T9074-AS-GIB-010/271 Rev 1
B.6.5 Transducer Skew. The transducer shall be skewed from 0 to approximately 30 degrees off normal and the signal shall be monitored to determine whether or not the signal is maintained. A planar discontinuity will result in a rapid drop in signal amplitude. A volumetric discontinuity will result in more consistent signal amplitude, regardless of the orientation of the transducer to the discontinuity. B.6.6 Orbit the Discontinuity. The transducer shall be orbited around the discontinuity, always oriented toward the center of the discontinuity to peak the signal.

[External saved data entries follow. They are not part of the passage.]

PR #156, opened 2016-08-03
Track signup events

robbiecarlton:
Goes with https://github.com/Hylozoic/hylo-redux/pull/92

### DIFF
--- a/api/services/Analytics.js
+++ b/api/services/Analytics.js
@@ -32,13 +32,16 @@ instance.pixelUrl = function (emailName, props) {
 }
 
 instance.trackSignup = function (userId, req) {
-  let event = 'Signup success'
+  let properties = {platform: 'Web'}
   if (req.headers['ios-version']) {
-    event += ' (iOS)'
+    properties.platform = 'ios'
   } else if (req.headers['android-version']) {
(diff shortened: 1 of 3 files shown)


robbiecarlton:
@levity - good to merge these two?

api/services/Analytics.js
```diff
@@ -31,4 +31,14 @@ instance.pixelUrl = function (emailName, props) {
   return prefix + encodedData
 }
 
+instance.trackSignup = function (userId, req) {
+  let event = 'Signup success'
+  if (req.headers['ios-version']) {
+    event += ' (iOS)'
```
levity: Don't change the event name; change the value of a property instead.

robbiecarlton: done

levity:
The important thing to test is that Mixpanel treats client- and server-side events as belonging to the same user. I think this is set up due to the way we make the `identify` call, but it may need to be repeated or done specifically after signup. The way to test this would be to look in Mixpanel at the stream of events for a test user, and confirm that an event before signup, the signup event, and an event after signup are all correctly assigned to that user.

levity:
I'm going to merge this locally and test what I described above

PR #157, opened 2016-08-04
For Slack: improve error catching and frontend service

Connoropolous:


api/services/Frontend.js
```diff
@@ -6,7 +6,7 @@ throughout the code.
 
 */
 
-const prefix = `${process.env.PROTOCOL}://${process.env.DOMAIN}`
+const prefix = `${process.env.PROTOCOL}://${process.env.FRONTEND_DOMAIN}`
```
levity: why did you find this to be necessary? DOMAIN is supposed to be the frontend domain already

The reflected signal shall be monitored as the discontinuity is circled 360 degrees. The amplitude of the signal in the longitudinal and transverse directions (relative to the weld) shall be compared. A planar discontinuity will exhibit a significant difference in signal amplitude between the two major planes of the discontinuity. Volumetric discontinuities will exhibit more consistent signal amplitude. B.6.7 30-70-70 Creeping Wave Technique. The 30-70-70 creeping wave technique uses a search unit (e.g., WSY 70) that produces a shear wave at a nominal angle of 30 degrees and a mode-converted longitudinal wave at a nominal angle of 70 degrees. The scanning surface and back surface must be reasonably parallel to apply this technique. The 30-70-70 creeping wave technique does not measure the discontinuity depth but provides relative discontinuity height. The 30-70-70 creeping wave technique shall be applied to determine if the discontinuity is ID connected (i.e. observed presence of the CE-2 signal). The discontinuity shall be scanned with the 30-70-70 ID creeping wave technique and interrogated from all directions.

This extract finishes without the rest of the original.